_TASK STATEMENT_
Reproduce the opening lines of the records exactly, up to and including the line in which "ghalliday: not sure" occurs.

_GIVEN INFORMATION_
■ ■ ■ ■ ■ ■ ■

PR #11935, opened 2018-11-23
HPCC-21029 Improve AsyncFor code

richardkchapman:
Executes the last cycle on the calling thread, in the common simple case.

## Type of change:

## Checklist:
  - [x] The commit is signed.
  - [x] Scalability
  - [x] Performance
  - [x] Security
  - [x] Thread-safety
  - [x] Premature optimization

## Testing:
Added unit tests, regression suite

### DIFF
--- a/system/jlib/jthread.cpp
+++ b/system/jlib/jthread.cpp
@@ -635,7 +635,6 @@ void CAsyncFor::For(unsigned num,unsigned maxatonce,bool abortFollowingException
         return;
     }
     Mutex errmutex;
-    Semaphore ready;
     IException *e=NULL;
     Owned<IShuffledIterator> shuffler;
     if (shuffled) {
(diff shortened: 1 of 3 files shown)


system/jlib/jthread.cpp
```diff
@@ -702,22 +702,47 @@ void CAsyncFor::For(unsigned num,unsigned maxatonce,bool abortFollowingException
...
+                started.item(idx).join();
+            }
         }
-        ForEachItemIn(idx, started)
+        else
         {
-            started.item(idx).join();
+            // Common case of execute all at once can be optimized a little
+            // Note that shuffle and abortFollowingException are meaningless when executing all at once
+            dbgassertex(!shuffled);
```
ghalliday: not sure this is a good idea.  Some general purpose code e.g.

    afor.For(eps.ordinality(), 10, false, true);

will trigger the assert if the list is too short

richardkchapman: True. Unlikely, but I will remove the asserts

system/jlib/jthread.cpp
```diff
@@ -702,22 +702,45 @@ void CAsyncFor::For(unsigned num,unsigned maxatonce,bool abortFollowingException
...
+            IArrayOf<Thread> started;
+            started.ensure(num);
+            for (i=0;i<num-1;i++)
+            {
+                Owned<Thread> thread = new cdothread(this,i,ready,&errmutex,e);
+                thread->start();
+                started.append(*thread.getClear());
+            }
+            Do(num-1);
+            ready.wait(); // Waiting on a single semaphore should help reduce context switches, even though we still need to join below
```
ghalliday: This isn't doing what you hope for - the reinit will have set it to a number > 0, so the wait will return immediately.

You cannot supply a -ve value to sem_init, so I'm not sure you can do what you are aiming for.

richardkchapman:
@ghalliday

■ ■ ■ ■ ■ ■ ■

_YOUR RESPONSE_
PR #11935, opened 2018-11-23
HPCC-21029 Improve AsyncFor code

richardkchapman:
Executes the last cycle on the calling thread, in the common simple case.

## Type of change:

## Checklist:
  - [x] The commit is signed.
  - [x] Scalability
  - [x] Performance
  - [x] Security
  - [x] Thread-safety
  - [x] Premature optimization

## Testing:
Added unit tests, regression suite

### DIFF
--- a/system/jlib/jthread.cpp
+++ b/system/jlib/jthread.cpp
@@ -635,7 +635,6 @@ void CAsyncFor::For(unsigned num,unsigned maxatonce,bool abortFollowingException
         return;
     }
     Mutex errmutex;
-    Semaphore ready;
     IException *e=NULL;
     Owned<IShuffledIterator> shuffler;
     if (shuffled) {
(diff shortened: 1 of 3 files shown)


system/jlib/jthread.cpp
```diff
@@ -702,22 +702,47 @@ void CAsyncFor::For(unsigned num,unsigned maxatonce,bool abortFollowingException
...
+                started.item(idx).join();
+            }
         }
-        ForEachItemIn(idx, started)
+        else
         {
-            started.item(idx).join();
+            // Common case of execute all at once can be optimized a little
+            // Note that shuffle and abortFollowingException are meaningless when executing all at once
+            dbgassertex(!shuffled);
```
ghalliday: not sure this is a good idea.  Some general purpose code e.g.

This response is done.